Threads can share all resources owned by the process they belong to.
● Thread Classification
User-level threads, kernel-supported threads.
11. Task Scheduling
● Scheduling Methods
(1) Non-preemptive scheduling method: If a task is selected by the scheduler, it will run continuously until it is blocked for some reason (such as I/O operations or synchronization between tasks) or it voluntarily relinquishes the use of the CPU.
(2) Preemptive scheduling method:
When a task is running, the scheduler can interrupt it and schedule other tasks to run.
● Priority Inversion
Occurs when a high-priority task needs to wait for a low-priority task to release resources, while the low-priority task is waiting for a medium-priority task.
● Real-time System Scheduling
(1) Rate Monotonic Scheduling Algorithm: A static priority scheduling algorithm, the most commonly used algorithm for determining task priorities.
The priority of a task is a monotonic function of its period; the shorter the task period, the higher the priority, and the longer the task period, the lower the priority.
MS assumes that tasks are independent, periodic, and can be preempted at any point; however, in actual systems, tasks need to communicate and synchronize, making this an ideal scheduling method that may not always exist in practice.
(2) Earliest Deadline First Scheduling Algorithm: A dynamic priority scheduling algorithm, currently one of the better-performing scheduling algorithms.
Prioritizes tasks based on their deadline; the task with the nearest deadline is assigned the highest priority.
When a new task enters the ready state, the priorities of all tasks may need to be adjusted, selecting the task with the nearest deadline to run.
● Inter-task Communication
Tasks need to exchange data and control information to coordinate work. Inter-task communication can be divided into two types:
(1) Low-level communication: Can only transmit state and integer values, such as semaphore mechanisms, asynchronous signal mechanisms.
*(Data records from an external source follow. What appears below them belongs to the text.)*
PR #1108, opened 2020-11-22
Fix Yaches

HLXII:
We were filtering out any nearby berries that weren't at the Berry stage. The EvolveMutation also checks for evolutions for a Berry at Taller stage or higher. This means having a whole field of Passho Berries at Taller stage would allow for the mutation to occur, as no "neighbors" were found.

I've added a neighborStageReq property (set to Seed for Yache), so that all nearby berries are captured.


RedSparr0w (approved):
👍 thanks for the PR!

PR #1739, opened 2021-12-28
Migrate negative Pokemon to decimals

apple096:
I lied.
This PR migrates negative ID Pokemons to decimal.
There's also an update function for it


amative1 (changes requested):
New ID #s for Mega forms are the same as those for the clone forms. Is this intentional, or an oversight?

apple096:
Oversight, won't hurt anytime soon but it's good to have them changed soon-ish

amative1 (approved):

RedSparr0w:
I feel like we should also move the Pokémon in PokemonList to be next to the base Pokémon with the IDs, just so it's less likely we end up with Pokémon having the same IDs in the future?
_as what almost happened with the megas/clones_

RedSparr0w:
I've removed the Mega changes from this PR for now,
Only updates the Event Pokémon.
Moved the event Pokémon to be next to their base forms in PokemonList.
Updated the Pokémon & Shiny Pokemon image names.
Updated the Update code to make use of @Jaaslet code from #1833 so it updates the statistics too.

RedSparr0w (approved):
Thanks for the PR 👍

PR #1740, opened 2021-12-28
Refactor DungeonEvolution

apple096:
Too long for me. Refactored them to one line. Can make it for weather as well but weather is a lot more unique and there isn't really an use case right now


src/scripts/pokemons/PokemonList.ts
```diff
@@ -21957,6 +21972,13 @@ const maxEggCycles = Math.max(...pokemonList.map(p => p.eggCycles));
 // This needs to be initiallised before pokemonMap as some other things rely on it for data
 // Specifically Roamers not sure what else.
 pokemonList.forEach(p => {
+    p['evolution'].forEach(e => {
```
Jaaslet, line 21975: On the savescreen, i get the error "p.evolution is undefined"

src/scripts/pokemons/PokemonList.ts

(2) High-level communication: Can transmit arbitrary amounts of data, mainly divided into three categories: shared memory, message passing, and pipes.
12. OSI Seven-Layer Model (Key Exam Focus)
● Physical Layer
Provides the mechanical, electrical, functional, and procedural characteristics required to establish, maintain, and dismantle physical links;
Provides information about transmitting unstructured bit streams over transmission media and indications of physical link fault detection.
Unit: bits, Bit.
Related Devices: Hub, Repeater.
● Data Link Layer
Responsible for error-free transmission of data in frames between two adjacent nodes and for flow control.
Unit: frames.
Related Devices: Bridge, Switch.
● Network Layer
Provides end-to-end exchange network data transmission functions for transport layer entities, freeing the transport layer from routing, switching methods, and congestion control details;
Can establish, maintain, and dismantle one or more communication paths for transport layer entities;
Reports unrecoverable errors occurring during network transmission.
Unit: packets.
Related Devices: Router, Layer 3 Switch.
● Transport Layer
Provides transparent, reliable data transmission services for session layer entities, ensuring end-to-end data integrity;
Selects the most suitable service provided by the network layer, providing functions for establishing, maintaining, and dismantling transport connections.
Unit: segments.
● Session Layer
Provides functions for establishing, maintaining, and terminating session connections for cooperating presentation layer entities, completing the correspondence between logical names and physical names in the communication process, providing session management services.
● Presentation Layer
Provides a set of services for interpreting the meaning of exchanged information for application layer processes, i.e., converting data to be exchanged from a syntax suitable for a specific user to a syntax suitable for internal use by the OSI system.
● Application Layer
Provides OSI user services, determining the nature of communication between processes to meet user needs and providing interface services between the network and user application software.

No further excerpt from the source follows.